To understand how the event type detection works, it helps to review how these log messages are created. In the programming code of the software being monitored, there is a line that looks like this:
printf(“API call took %d miliseconds”, ms);
The first argument is called the format string and the second argument is the variable whose value replaces the “%d”. %d also defines a data-type – in this case an integer. The goal of event type detection is to discover the format strings that were used to create each message we observe in the event stream, without access to the original source code or other prior knowledge.
Log Insight uses three steps to detect event-types. In the first step, incoming messages are clustered together using machine learning so that messages that have many similar terms in them are grouped together. Each message is assigned an event_type corresponding to the cluster in which it is placed. This clustering happens in-line with ingestion, but is so fast that it does not slow down the ingestion pipeline (compared to v1).
In the second step, Log Insight examines each cluster, and applies a different kind of machine learning to learn a regular expression for each distinct value of event_type. This is where Log Insight comes up with a format string – clearly identifying the parts of the message that are the same for every message of a distinct event_type and what parts are variable. The parts that vary become fields that can be queried like a database column – we call them smart fields. Finding a good regular expression is challenging – there are many regular expressions that match, but we want to select one that is as specific as possible while still matching all events in the event_type. In the Event Types view, you can see the results of this – the text in black is the same for every message of that event type, and the smart fields show up in blue. In Figure 3, we can immediately see something interesting – because the hostname and username are black, we know that every single message of this event type comes from the same source and user.
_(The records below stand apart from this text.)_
PR #220, opened 2016-09-03
close #219: incomplete gcov parsing

### LINKED ISSUE #219: Incomplete gcov parsing
Related to #164, but I think it's better to open a new issue, since it seems to be a parsing issue at the end. I run `package_coverage(clean = F)` and the `.gcov` output for [this file](https://coveralls.io/builds/7731688/source?filename=src%2Fentity.h) is the following:

```
        -:    0:Source:entity.h
        -:    0:Graph:/home/.../simmer/src/simmer_rcpp.gcno
        -:    0:Data:/home/.../simmer/src/simmer_rcpp.gcda
        -:    0:Runs:3
        -:    0:Programs:1
        -:    1:#ifndef ENTITY_H
        -:    2:#define ENTITY_H
        -:    3:
        -:    4:#include "simmer.h"
        -:    5:
        -:    6:#define SUCCESS 0
        -:    7:#define ENQUEUED -1
        -:    8:#define REJECTED -2
        -:    9:
        -:   10:// forward declarations
        -:   11:class Simulator;
        -:   12:
        -:   13:/** 
        -:   14: *  Base class. Every element in a simulation model is an entity.
        -:   15: */
    #####:   16:class Entity {
        -:   17:public:
    #####:   18:  CLONEABLE(Entity)
        -:   19:  
        -:   20:  Simulator* sim;
        -:   21:  std::string name;
        -:   22:  
    #####:   23:  Entity(Simulator* sim, std::string name, int mon)
    #####:   24:    : sim(sim), name(name), mon(std::abs(mon)) {}
    #####:   25:  virtual ~Entity() {}
    #####:   26:  virtual void reset() {};
    #####:   27:  int is_monitored() { return mon; }
        -:   28:  
        -:   29:private:
        -:   30:  int mon;
        -:   31:};
        -:   32:
        -:   33:#endif
```

Ok, no coverage, as shown in Coveralls. The issue comes out when you parse all these `gcov` files (`.gcov`, `.gcda`, `.gcno`) with `lcov`. The output of `lcov` is the following:

```
       1             : #ifndef ENTITY_H
       2             : #define ENTITY_H
       3             : 
       4             : #include "simmer.h"
       5             : 
       6             : #define SUCCESS 0
       7             : #define ENQUEUED -1
       8             : #define REJECTED -2
       9             : 
      10             : // forward declarations
      11             : class Simulator;
      12             : 
      13             : /** 
      14             :  *  Base class. Every element in a simulation model is an entity.
      15             :  */
      16          16 : class Entity {
      17             : public:
      18           0 :   CLONEABLE(Entity)
      19             :   
      20             :   Simulator* sim;
      21             :   std::string name;
      22             :   
      23        4126 :   Entity(Simulator* sim, std::string name, int mon)
      24        4126 :     : sim(sim), name(name), mon(std::abs(mon)) {}
      25        2861 :   virtual ~Entity() {}
      26           0 :   virtual void reset() {};
      27       11555 :   int is_monitored() { return mon; }
      28             :   
      29             : private:
      30             :   int mon;
      31             : };
      32             : 
      33             : #endif
```

Magic! :D From which I understand that `.gcov` files don't tell the whole story. Apparently, there is more info about those lines marked with `#####` in the `.gcda` and `.gcno` files (which are in binary format, BTW) that must be taken into account.

Enchufa2:
I'm exhausted, but this patch solves the issue. Proof: see my coverage [before](https://coveralls.io/builds/7713552) and [after](https://coveralls.io/builds/7732937) the patch. :)))

I'm going to bed...

### DIFF
--- a/DESCRIPTION
+++ b/DESCRIPTION
@@ -1,6 +1,6 @@
 Package: covr
 Title: Test Coverage for Packages
-Version: 2.2.1
+Version: 2.2.1.9000
 Authors@R: c(person("Jim", "Hester", email = "james.f.hester@gmail.com", role = c("aut", "cre")),
     person("Willem", "Ligtenberg", email = "willem.ligtenberg@openanalytics.eu", role = "ctb"))
 Description: Track and report code coverage for your package and (optionally)
--- a/NEWS.md
+++ b/NEWS.md
@@ -1,3 +1,7 @@
+## 2.2.1.9000 ##
+* Fix gcov execution: parse all files in the same subdir at the same time
+  instead of one by one (#220, @Enchufa2)
+
 ## 2.2.1 ##
 * Fix test broken with DT 0.2
 
--- a/R/compiled.R
+++ b/R/compiled.R
@@ -85,10 +85,15 @@ run_gcov <- function(path, quiet = TRUE,
   }
 
   gcov_inputs <- list.files(path, pattern = rex::rex(".gcno", end), recursive = TRUE, full.names = TRUE)
+  names(gcov_inputs) <- dirname(gcov_inputs)
+  gcov_inputs <- tapply(unlist(gcov_inputs, use.names=F), names(gcov_inputs), c)
   withr::with_dir(src_path, {
-    system_check(gcov_path,
-      args = c(gcov_args, gcov_inputs, "-o", dirname(gcov_inputs[[1]])),
-      quiet = quiet, echo = !quiet)
+    run_gcov <- function(src) {
+      system_check(gcov_path,
+        args = c(gcov_args, src, "-o", dirname(src[[1]])),
+        quiet = quiet, echo = !quiet)
+    }
+    lapply(gcov_inputs, run_gcov)
     gcov_outputs <- list.files(path, pattern = rex::rex(".gcov", end), recursive = TRUE, full.names = TRUE)
     structure(
       unlist(recursive = FALSE,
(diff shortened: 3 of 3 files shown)


Enchufa2:
Ready for your review.

jimhester:
@Enchufa2 Thank you for working on this, is could we get a minimal example of the problem so we can have a test for this?

Enchufa2:
Before this patch you were invoking gcov once per file:

```bash
gcov src/file1.gcno
gcov src/file2.gcno
...
```

and so on. But it seems that this way some interdependencies are missing in the final report. In fact, the manual says the following:

> If you invoke gcov with multiple input files, the contributions from each input file are summed. Typically you would invoke it with the same list of files as the final link of your executable.

That is,

```bash
gcov src/file1.gcno src/file2.gcno ...
```

and that's what this patch does. I agree that it would be better to have a test for this. I think that a method defined in one file and called in another one should do the trick: it should fail without this patch and success with it. But I can't work on this now. We can postpone this pull request, or merge it and open a new issue for the test. What do you think?

Enchufa2:
I saw that commit 586e65e already applies one gcov per directory, so this issue is fixed, right? There's no point in keeping this PR (as well as #226 and #219) open.

jimhester:
I think so, I believe I left them open because I wanted to verify the issues were fixed, if you can verify that was the case we can close them.

Enchufa2:
I switched to your covr repo in a new branch and [the coverage remains at 100%](https://codecov.io/gh/r-simmer/simmer/branch/covr), so it's definitely fixed.

jimhester:
Great thanks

In the third step, Log Insight analyzes each smart field, and assigns a data type to that section, with possible types including timestamps, hostnames, IP addresses, integers, strings, etc. In the figure below, you can see that Log Insight has identified that the first smart field is a timestamp.
Once the structure has been detected, the formerly unstructured data can now be queried like a database where each smart field is like a column in your database table. You can aggregate across values of a smart field, group-by values of a smart field, limit your results to specific values of a smart field and more. You can also supply your own names for smart fields, so that they are easier to reference in the future. The Event Types view is, at its core, the results of your query “group by event_type”. It’s a powerful view that can summarize a massively large number of messages into a more easily processed number of distinct event types.
The machine learning event type detection capability brings the power of automated computer analytics to assist you with IT operations. Its automated schema detection will significantly accelerate time to value with new types of log data, and its summarization capabilities will significantly reduce your information overload, allowing you to quickly focus in on the novel or interesting information in your logs. In a future blog post, I’ll review how our new inline charting allows you to quickly explore different sub-dimensions of the data from the Event Types screen.